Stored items

PR #718, opened 2021-05-27
Minor updates for example docs

karllark:
Adding a bit more text to the example docs to clarify which example should be used.
In addition, a new plot that uses updates to the metal_small data file to provide a more interesting example plot.


petiay:
looks good to me.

What the exercise asks » Only the count is needed: the number of lines in the data that include the word "more".

Answer section » 2